» EXERCISE DESCRIPTION: Set down the records below in full, exactly as they read.
** Opening GIVEN INFORMATION block **
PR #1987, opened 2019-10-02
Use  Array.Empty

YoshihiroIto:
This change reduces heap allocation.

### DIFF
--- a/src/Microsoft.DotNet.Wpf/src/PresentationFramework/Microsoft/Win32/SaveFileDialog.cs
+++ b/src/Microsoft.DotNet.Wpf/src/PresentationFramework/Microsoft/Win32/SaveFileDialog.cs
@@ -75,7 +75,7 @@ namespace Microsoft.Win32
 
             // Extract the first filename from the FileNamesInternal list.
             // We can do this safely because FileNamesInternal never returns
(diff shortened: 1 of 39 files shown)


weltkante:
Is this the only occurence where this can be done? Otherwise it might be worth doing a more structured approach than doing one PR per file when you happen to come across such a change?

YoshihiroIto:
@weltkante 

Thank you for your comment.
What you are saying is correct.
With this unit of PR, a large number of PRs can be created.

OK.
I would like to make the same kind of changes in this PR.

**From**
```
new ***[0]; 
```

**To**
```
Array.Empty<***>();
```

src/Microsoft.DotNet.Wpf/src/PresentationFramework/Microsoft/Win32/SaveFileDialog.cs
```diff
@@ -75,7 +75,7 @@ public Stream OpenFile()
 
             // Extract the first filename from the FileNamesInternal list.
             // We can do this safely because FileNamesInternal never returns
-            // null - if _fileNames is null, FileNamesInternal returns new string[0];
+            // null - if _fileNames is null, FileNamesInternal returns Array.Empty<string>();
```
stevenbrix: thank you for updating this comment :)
** Closing GIVEN INFORMATION block **
» YOUR SOLUTION:
PR #1987, opened 2019-10-02
Use  Array.Empty

YoshihiroIto:
This change reduces heap allocation.

### DIFF
--- a/src/Microsoft.DotNet.Wpf/src/PresentationFramework/Microsoft/Win32/SaveFileDialog.cs
+++ b/src/Microsoft.DotNet.Wpf/src/PresentationFramework/Microsoft/Win32/SaveFileDialog.cs
@@ -75,7 +75,7 @@ namespace Microsoft.Win32
 
             // Extract the first filename from the FileNamesInternal list.
             // We can do this safely because FileNamesInternal never returns
(diff shortened: 1 of 39 files shown)


weltkante:
Is this the only occurence where this can be done? Otherwise it might be worth doing a more structured approach than doing one PR per file when you happen to come across such a change?

YoshihiroIto:
@weltkante 

Thank you for your comment.
What you are saying is correct.
With this unit of PR, a large number of PRs can be created.

OK.
I would like to make the same kind of changes in this PR.

**From**
```
new ***[0]; 
```

**To**
```
Array.Empty<***>();
```

src/Microsoft.DotNet.Wpf/src/PresentationFramework/Microsoft/Win32/SaveFileDialog.cs
```diff
@@ -75,7 +75,7 @@ public Stream OpenFile()
 
             // Extract the first filename from the FileNamesInternal list.
             // We can do this safely because FileNamesInternal never returns
-            // null - if _fileNames is null, FileNamesInternal returns new string[0];
+            // null - if _fileNames is null, FileNamesInternal returns Array.Empty<string>();
```
stevenbrix: thank you for updating this comment :)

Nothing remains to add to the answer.